Sign in or start a free trial to avail of this feature.
10. Time Series Model Customization
In this lesson, we will learn the difference between a standard and a customized Alteryx time series model. Possible use cases for customization are discussed, together with the potential downside, including overfitting.
- Seasonal differencing attempts to remove seasonal trends from data to create a stationary data series
- This is accomplished by taking the current values and subtracting the corresponding value in the previous season
- If the dataset continues to exhibit a trend, further levels of differencing need to be applied
- Overfitting occurs when a model is customized to a level that fits historic data too well
- This can result in a model that explains historic data, but does a poor job of forecasting future performance
- Users can test for overfitting by running the model through a validation set of data
So far, we've used the Alteryx default settings for our forecasts. However, now that you have a better understanding of the various time series tools, we'll discuss the subject of customization. At its basic level, the concept of time series forecast is relatively easy to grasp. That being said, it can quickly get complicated. For this reason, randomly tweaking the time series customization settings is inadvisable unless you really know your statistics. However, there are some very basic changes you can make to your forecasts that may have a transformative effect. In this lesson, we'll examine some of these changes and discuss their possible merits over the out-of-the-box models. For our preliminary time series lessons, we use the online sales dataset and aggregated our data to the weekly level.

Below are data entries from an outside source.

PR #1627, opened 2024-07-15
feat: support output.name for iife

underfin:
### Description

 The pr intend to support `output.name` to make vue happy, it also support return value using exports.

Here concat chunk code has some complex, i prefer using rollup like style to process it, see [here](https://github.com/rollup/rollup/blob/master/src/finalisers/index.ts#L36). We will have one corresponding method for every format。


crates/rolldown/src/ecmascript/ecma_generator.rs
```diff
@@ -91,7 +92,15 @@ impl Generator for EcmaGenerator {
 
         // TODO indent chunk content for iife format
         if matches!(ctx.options.format, OutputFormat::Iife) {
-          concat_source.add_source(Box::new(RawSource::new("(function() {\n".to_string())));
+          let has_exports = !get_export_items(ctx.chunk, ctx.link_output).is_empty();
+          if let Some(name) = &ctx.options.name {
+            concat_source.add_source(Box::new(RawSource::new(format!(
+              "var {name} = (function({}) {{\n",
+              if has_exports { "exports" } else { "" }
```
hyf0, line 99: Probably should think about if we follows this behavior? Or we don't introduce special behavior for single default export.

- https://rollupjs.org/repl/?version=4.18.1&shareable=JTdCJTIyZXhhbXBsZSUyMiUzQSUyMiUyMiUyQyUyMm1vZHVsZXMlMjIlM0ElNUIlN0IlMjJjb2RlJTIyJTNBJTIyZXhwb3J0JTIwZGVmYXVsdCUyMDQyJTIyJTJDJTIyaXNFbnRyeSUyMiUzQXRydWUlMkMlMjJuYW1lJTIyJTNBJTIybWFpbi5qcyUyMiU3RCU1RCUyQyUyMm9wdGlvbnMlMjIlM0ElN0IlMjJvdXRwdXQlMjIlM0ElN0IlMjJmb3JtYXQlMjIlM0ElMjJpaWZlJTIyJTJDJTIybmFtZSUyMiUzQSUyMkElMjIlN0QlN0QlN0Q=
- https://rollupjs.org/repl/?version=4.18.1&shareable=JTdCJTIyZXhhbXBsZSUyMiUzQSUyMiUyMiUyQyUyMm1vZHVsZXMlMjIlM0ElNUIlN0IlMjJjb2RlJTIyJTNBJTIyZXhwb3J0JTIwY29uc3QlMjBhJTIwJTNEJTIwMSU1Q25leHBvcnQlMjBkZWZhdWx0JTIwNDIlMjIlMkMlMjJpc0VudHJ5JTIyJTNBdHJ1ZSUyQyUyMm5hbWUlMjIlM0ElMjJtYWluLmpzJTIyJTdEJTVEJTJDJTIyb3B0aW9ucyUyMiUzQSU3QiUyMm91dHB1dCUyMiUzQSU3QiUyMmZvcm1hdCUyMiUzQSUyMmlpZmUlMjIlMkMlMjJuYW1lJTIyJTNBJTIyQSUyMiU3RCU3RCU3RA==

underfin: Yeah. It should be consider. Let us one by one to port it.

underfin: Here has some complex behavior we need to aligin it. like https://github.com/rollup/rollup/blob/master/src/finalisers/shared/getExportBlock.ts#L224. We also only add one at cjs format at now.

crates/rolldown_common/src/inner_bundler_options/mod.rs
```diff
@@ -36,6 +36,7 @@ pub struct BundlerOptions {
   pub platform: Option<Platform>,
   pub shim_missing_exports: Option<bool>,
   // --- options for output
+  pub name: Option<String>,
```
hyf0, line 39:
```suggestion
  pub iife_name: Option<String>,
```

`name` is kind of confusing here. We can't change it in package `rolldown` due to compatibility with rollup. But let's make it more meaningful in the core side.

crates/rolldown/src/ecmascript/ecma_generator.rs
hyf0: > Here has some complex behavior we need to aligin it. like https://github.com/rollup/rollup/blob/master/src/finalisers/shared/getExportBlock.ts#L224. We also only add one at cjs format at now.

This goes to https://github.com/rolldown/rolldown/issues/1628. Should have an discussion first to see if we truely need to support it.

crates/rolldown_common/src/inner_bundler_options/mod.rs
underfin: It also will using at `umd/amd`, so here using `name` maybe is good for me. I prefer js options same as rust options, avoid caused some issue.

hyf0: > I prefer js options same as rust options

Reasonable comes first if there are no compatibility issues.

But I didn't thought of `umd/amd`. Let's keep using `name` before we come up with better name.

hyf0 (approved):

PR #1637, opened 2024-07-16
chore: add remapping benchmark

underfin:


hyf0 (approved):

IWANABETHATGUY:
The benchmark case is too simple, considering some cases cost more time, `ns` level benchmark will lead many noises in future `CI`

underfin:
Yeah. It has some problem, sourcemap is empty, I'm fix it.

PR #1634, opened 2024-07-15
feat: throw friendly warning message for ambiguous export

shulaoda:
Closes #1621.
Closes #397.

PR #1641, opened 2024-07-16
refactor:  rename `BuildError` to `BuildDiagnostic`

IWANABETHATGUY:
### Description
1. follow https://github.com/rolldown/rolldown/pull/1634, since we have https://github.com/rolldown/rolldown/pull/1634/files#diff-f68450ab0a8cfe082912fd82beb770be4085872ef174fd398796eb4eff2e8aceR237.


hyf0:
Nice. I'm also thinking about a `DiagnosticStore` to replace raw `errors` `warnings`.

IWANABETHATGUY:
I don't think a simple renaming would lead to performance regression, so merged it first.

> Nice. I'm also thinking about a `DiagnosticSto`

Let's merged it for now, and maybe improve in the future.

PR #1651, opened 2024-07-17
refactor: add abstraction for rendering chunk imports targeting different format

underfin:
### Description

The pr add a `collect_render_chunk_imports` to extract imports info and using it to generate imports for different format.


hyf0 (approved):
Naming could be improved. However, it's positive.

We set the start date to January 6th, 2014, and the end date of December 26th, 2016. This gave us a forecast which maintained some of the obvious seasonality in our data. However, it's worth noting that, as the dataset concludes on December 30th, the week beginning Monday 26th does not include seven days of data. In this case, it would have been preferable to choose the end date as Monday, December 19th, as it would have given us a complete seven-day week. However, as we can see from the forecast at the bottom of the slide, selecting an end date of December 19th produces a forecast of the main value. This difference is due to how the different sets of data see the Arima algorithm. When this happens, you can try to choose different end dates for your time series calculation. However, a preferable course of action is to consider some of the customize options in the Arima tool. If we switch to Alteryx, you can see that we've created a workflow with three pink models and three blue models. The workflow is quite large, so it may be easier to navigate with the overview pane. The pink models are driven by the dataset concluding December 26th, whereas the blue models are driven by the dataset concluding December 19th. If we view the December 26th out-of-the-box Arima model, we can see that it produces a forecast with a degree of seasonality. However, if we click on the December 19th Arima model, we can see that the forecast is simply the historic average. You may recall from the introductory lessons that a key part of time series analysis is to calculate all the trends in your data. Once you've accounted for each of these trends, your data series is considered to be stationary. The Alteryx Arima model uses normal differencing to de-trend the data. The first level of differencing takes the current value and subtracts the prior value. This is continued for each point, resulting in a first-level differentiated series. If this new series also exhibits a trend, then a second level of differencing needs to be applied. Seasonal differencing is conducted in a similar manner, except this time, it's the difference between the current value and the value in the previous corresponding season that is calculated. Again, if the resulting dataset continues to exhibit a trend, a second level of seasonal differencing needs to be applied.
Let's return to our Alteryx workflow and consider the pink models. That is, the models concluding December 26th. For demonstration purposes, we've customized the second pink model so that the parameters include one level of seasonal differencing. In the third pink model, we specify two levels of seasonal differencing. We've similarly created two additional blue models. That is, the series concluding December 19th. As you might expect, the second blue model has been customized with one level of seasonal differencing, while the third blue model has been customized with two levels of seasonal differencing. This can be seen in the configuration window for the Arima tool in question. If we consider the output from the two additional pink models first, we can see that two separate forecasts have been generated.
The interesting difference comes with the blue models. Whereas the first blue model, the out-of-the-box, not customized version, resulted in a forecast with a flat mean, the two customized models display more typical seasonal forecasts. Which model is best? When it comes to time series forecasts, the best-fitting model is simply the model that explains the greater proportion of the trend, leaving the smallest unexplained noise. However, this way of thinking gives rise to the risk of overfitting. We could tweak our models in such a way that they practically mirror the historic data. This does not mean that they will have any success forecasting future data. This is why we went to the trouble of using the samples tool in our lessons. In doing so, we were able to send a portion of our data through the Arima and ETS tools, deriving various models. We then tested our model against the validation set, i.e., unknown data.
How the model performs against this new data is the real test in determining which model is best.
This concludes our look at the time series tools in Alteryx. Throughout these lessons, we've given you a good base of how to perform time series forecasting, and when it might be appropriate to customize time series tools.